Batch sequence dependency testing
Data warehouse ETLs are essentially a sequence of processes that execute in a defined sequence. Dependencies often exist among various processes. Therefore, it is critical to maintain the integrity of your data. Executing the sequences in the wrong order might result in inaccurate data in the warehouse. The testing process must include multiple iterations of the end-to-end execution of the entire batch sequence. Data must be continually verified and checked for integrity during this testing.
Job restart testing
In a production environment, ETL jobs and processes fail for a variety of reasons (for example, database-related or connectivity failures). Jobs can fail when only partially executed. A good design allows for the ability to restart any job from its failure point. Although this is more of a design suggestion, every ETL job should be developed and tested for restart capability.

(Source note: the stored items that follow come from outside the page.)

Issue #8226, opened 2022-12-15
[scroll-animation-1] Define scroll linked animation behavior in printing documents


hiikezoe:
What most of users expect in printing documents is, I think, printing out the document as it is when the user printed out.

So basically any scroll linked animations should be output as it is, other then animations tied to the root scroll container in the top level document because there's not scroll position for the root scroller I think.

That's said, it's just my opinion. The spec needs to clarify it.

bramus:
When printing I would assume there is no scroll estate, so the logic from https://github.com/w3c/csswg-drafts/issues/7778#issuecomment-1341822948 would apply in that case.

During process validation, your testing team will identify additional data cleansing needs and identify consistent error patterns that might be averted by modifying the ETL code. It is the responsibility of your validation team to identify any and all suspect records. Once a record has been both data and process validated and the script has passed, the ETL process is functioning correctly.
You should test views created with table values to ensure the attributes specified in the views are correct and the data loaded in the target table matches what is displayed in the views.
These tests involve selecting a representative portion of the data to be loaded into target tables. Predicted results, based on mapping documents or related specifications, will be matched to the actual results obtained from the data loaded. Comparison will be verified to ensure that the predictions match the data loaded into the target table.
You must test for duplicates at each stage of the ETL process and in the final target table. This testing involves checks for duplicate rows and checks for multiple rows with the same primary key, neither of which can be allowed.
This is the most important aspect after data validation. Performance testing should check that the ETL process completes within the load window specified in the business requirements.
Verify that the system can process the maximum expected data volume for a given cycle in the expected time. This testing is sometimes overlooked or conducted late in the process. However, it should not be delayed.
As its name suggests, this involves testing the upstream and downstream interfaces and the intra-data-warehouse connectivity. Testing should examine the exact transactions between these interfaces. For example, if the design approach is to extract the files from a source system, test extracting a file from the system, not just the connectivity.
Check whether the application fails and where it should fail with invalid inputs and out-of-boundary scenarios.
Operational readiness testing (ORT)
This is the final phase of testing; it focuses on verifying the deployment of software and the operational readiness of the application. During this phase you will test:
- The solution deployment
- The overall technical deployment “checklist” and timeframes
- The security of the system, including user authentication and authorization and user access levels
Evolving needs of your business and changes in source systems will drive continuous change in the data warehouse schema and the data being loaded. Hence, development and testing processes must be clearly defined, followed by impact analysis and strong alignment between development, operations, and the business.